Anticipating another scam, I started yelling at him again, and he tried to assure me that this was a shorter way. We checked the map, and, as the crow flies it was a shorter route, but crows don’t have to contend with a thousand vehicles coming at speed in the opposite direction. No amount of abuse would convince him to go another way, and so he proceeded to creep into gaps along the edge of the road, inching the wrong way up the freeway. We realised we were helpless and just had to see where we ended up. It took us about 15 minutes to travel the 500m against the traffic versus the 5 minutes it would have taken us to go the sensible way. I don’t know if he was trying to scare us or what, but eventually we did turn into a road in the vicinity of the hotel. As soon as we got within walking distance of the hotel I told him to stop and we bailed out as fast as we could. Mission accomplished, he stood there smiling at me and then…asked for a tip. A final barrage of abuse from the man with steam coming out of his ears and I turned and stormed up the street to find The Cave. The family followed at a safe distance.
Apart from the warning signs of the ridiculously cheap price and the vague location of the hotel, I should have noticed that The Caves Hotel is also called something else on the sign above the door. Oh well, in we went. We were made to wait in the lobby for 10 minutes while a lackey rushed out with linen, clearly only preparing the room when we arrived. We were then taken up in the rickety lift to our ‘quadruple’ room. In the room were two beds. A double and a single. By quadruple they clearly intended three people to sleep in one bed and one in the other. Or something.
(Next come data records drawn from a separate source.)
PR #42, opened 2016-04-21
Sdl2 input hacking

kujeger:
The way the SDL2 code handles keypresses and so on interacts in some weird ways with the rest of the system. It is a bit muddled, I think, because so much is "shared" between the SDL1 and SDL2 paths (through SDLVideo), even when they way of doing things in SDL2 does not neatly map to SDL1.

This fixes the problems of strange/double input in text fields, and the fact that neither the console nor fullscreen could be toggled through keypresses ingame.

### DIFF
--- a/gemrb/plugins/SDLVideo/SDL20Video.cpp
+++ b/gemrb/plugins/SDLVideo/SDL20Video.cpp
@@ -737,7 +737,7 @@ int SDL20VideoDriver::ProcessEvent(const SDL_Event & event)
 		case SDL_KEYUP:
 			{
 				SDL_Keycode key = SDL_GetKeyFromScancode(event.key.keysym.scancode);
-				if (key > 32 && key < 127) {
+				if ((key >= 32 && key < 127) || key == 1073742053) {
 					// ignore keys that generate text. handeled by SDL_TEXTINPUT
 					break;
 				}
--- a/gemrb/plugins/SDLVideo/SDL20Video.cpp
+++ b/gemrb/plugins/SDLVideo/SDL20Video.cpp
@@ -745,7 +745,7 @@ int SDL20VideoDriver::ProcessEvent(const SDL_Event & event)
 					// if key is literally just ctrl or shift -- skip it.
 					break;
 				}
-				if (SDL_GetModState() & KMOD_NUM && key >= 1073741908 && key <= 1073741927 && key != SDLK_KP_ENTER) {
+				if (SDL_GetModState() & KMOD_NUM && key >= SDLK_KP_DIVIDE && key <= SDLK_KP_EQUALS && key != SDLK_KP_ENTER) {
 					// ignore numpad keys (handled by SDL_TEXTINPUT) if KMOD_NUM. Always ignore numpad enter.
 					break;
 				}
--- a/gemrb/plugins/SDLVideo/SDL20Video.cpp
+++ b/gemrb/plugins/SDLVideo/SDL20Video.cpp
@@ -734,10 +734,23 @@ int SDL20VideoDriver::ProcessEvent(const SDL_Event & event)
 				break;
 			}
 		case SDL_KEYDOWN:
+			{
+				SDL_Keycode key = SDL_GetKeyFromScancode(event.key.keysym.scancode);
+				if ((key == SDLK_SPACE) && SDL_GetModState() & KMOD_CTRL) {
+					core->PopupConsole();
+					break;
+				}
+				if ((key == SDLK_f) && SDL_GetModState() & KMOD_CTRL) {
+					// slight delay so one does not immediately re-toggle fullscreen
+					SDL_Delay(200);
+					ToggleFullscreenMode();
+					break;
+				}
+			}
 		case SDL_KEYUP:
 			{
 				SDL_Keycode key = SDL_GetKeyFromScancode(event.key.keysym.scancode);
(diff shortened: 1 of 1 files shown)


bradallred:
Well the console and full screen toggle are completely removed from SDL in my dev branch so I don't have issue merging those without double checking, but the other change looks like it could have unintended side effects. How does SDL1 dispatch the modifier keys? Why are we filtering only shift+ctrl mods? Are scan codes for left and right the same?

kujeger:
Shift and Ctrl are filtered because if they are not, text input fields produce garbage input when they are pressed. Note that they are only filtered from SDL_KEYUP, so they still work for e.g. holding when selecting multiple party members.
The codepath in SDL12Video.cpp just passes the events back to SDLVideo.cpp, but SDL2 cannot -- it handles key input events through SDL_TEXTINPUT, among other things.

KMOD_SHIFT contains both KMOD_LSHIFT and KMOD_RSHIFT (and same with KMOD_CTRL), so left and right are both hit.

bradallred:
ok, sounds like you tested adequately. It would be nice if you updated the comment to something like "filtering keys that will produce SDL_TEXTINPUT events"...

Still uncertain why it is that the mod keys should be filtered here. Do you know where this garbage text actually comes from? This is perhaps the wrong way to deal with it. After all it would prevent any control from ever receiving such an event, and while this might not break anything currently, its far from an ideal solution. Please at least add a FIXME for breaking controls abilities to ever get such events.

kujeger:
I'll update and add a comment. I'll also try to dig a little deeper around this, but I do somewhat suspect that it might be just as well to -- if/when the sdl2 version is on par with the sdl1 version -- remove everything sdl1, and rewrite stuff. But that would come after you merge your other work, in any case.

bradallred:
I doubt removing SDL1 is an option. The reason I'm not allowed to use modern C++ is due to supporting old/obscure platforms that don't support it and also likely don't have SDL 2. I also don't see how "rewriting stuff" (beyond the rewriting I've already done) will help with this particular issue; we don't even yet know the origin of the garbage text.

Now that I actually have looked at this more I also see that you've introduced inconsistent behavior. You are making the SDL2 driver trigger fullscreen/console on keydown vs keyup for SDL1... I also don't see why this is necessary since it looks like the shared code path ought to handle it, and indeed certainly used to when I originally authored it. Either platform inconsistency or something changed in SDL I figure; the kind of thing that would warrant more testing, but since this is soon to be completely removed I don't much care. I wont be surprised if on some platforms using SDL this would now toggle fullscreen on keydown and then undo it on keyup.

I also cant imagine that `SDL_Delay(200);` is actually a good thing. You are blocking everything when you do that. The comment makes it sound like what I said above is true about toggling and untoggling and this delay works around it because the events get dequeued after some time waiting.

Are you using SDL 2.0.4?

kujeger:
Using SDL 2.0.4, yes.

Rewriting things with SDL2 was more of a general thinking, not necessarily this particular issue. You are also correct about the fullscreen thing. I will change that.

lynxlynxlynx:
Btw, I can easily open and close the console.

Thanks for looking into this!

kujeger:
ah, yeah, now I understand about the console -- fixing the double-spacing by also ignoring "space" in SDL_KEYUP/DOWN broke the console, but I thought it had been broken all along.

If keys are handled with SDL_TEXTINPUT (like all the "normal" ones are), they need to be filtered out so they aren't treated by the common SDLVideo.cpp code for KEY_UP/DOWN (which otherwise leads to double keys).

But since some keys are special, and need to be sent on anyway.. This is the reason why the hotkey for fullscreen does not work in SDL2 -- the letter "f" was already filtered.

kujeger:
OK, I think things are better now (see commit msg).

bradallred:
This looks much better; enough to satisfy me. I'll let Lynx have the final say.

bradallred:
BTW, I saw your comment on IRC. We can't drop SDL_TEXTINPUT; several platforms, including iOS and Android, would be unable to input text without it since they dont have physical keyboards. Even if they did, SDL_TEXTINPUT does some nice things that we don't want to have to do ourselves such as translating keypresses into a UTF8 string. This is one of the reasons why we are using SDL in the first place.

kujeger:
Yeah, I thought that was why. It was more of a thougt born of frustration than a real suggestion, hehe.

lynxlynxlynx:
there are still problems:
- cheat keys don't work well; eg ctrl-j to jump around also opens the journal (j) — if a cheat key is used, the press/unpress should be consumed
  - because of this, ctrl-m to debug an actor is practically impossible, since the cursor moves
  - I haven't managed to trigger ctrl-shift + m or n either
- numpad keys with numpad on work as numbers, but also as up/down/... without it, unexpected chars
- console issues are fixed (double spacing, mod keys)

kujeger:
I believe SDL2 behaviour wrt keys and input should now completely match SDL1 behaviour.

Regarding style: I've split up the different if-s for when to break/ignore keys into several to avoid getting a ridiculously long condition. Hope that is OK.

bradallred:
please get rid of those magic constants. People will have no idea what `1073741908` and `1073741927` are supposed to represent.

kujeger:
I've changed them to SDL_Keycode constants (the comment under also explains what/why they are)

lynxlynxlynx:
Thanks, it works much better now!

The linen had ominous yellow dirt patches on it and it was clear that the bathroom hadn’t been cleaned in a long, long while. There was no hot water and the air con didn’t work. I was at the end of my tether and needed something to calm me down. Fortunately, just down the road from the ‘hotel’ there was an ice-cream seller and chocolate ice creams all round did the trick. On returning to the room there were a series of negotiations on who would sleep where, Carys opted for a blow-up mattress on the floor and Daniel got the single bed. Cigarette smoke started seeping under the door from the room next door, as the occupant cranked up the volume on a Bollywood action movie. It was going to be a long night…
This is a bunghole
Happy reunion with Granny
Well, all we can say is that we survived and we learned a thing or two about how to spot what Richard and Melissa would call a ‘bunghole’. Having learned our lesson, we forked out for the hotel taxi shuttle and arrived at the Delhi airport in time to meet up with my mum and her partner Dave, who were going to join us in Nepal. It was an emotional reunion and so nice to be with family and familiar faces after a long time on the road.
India is so many things – colourful, loud, warm-hearted, exhausting, spiritual, rich, welcoming, dirty, fascinating, a sensory overload, inspiring and infuriating, full of history and a depth of culture – in some ways a world unto itself. You can love it, you can hate it, or even a bit of both – but it certainly changes you, and the way you see yourself in the world. Which is what travel is for - right?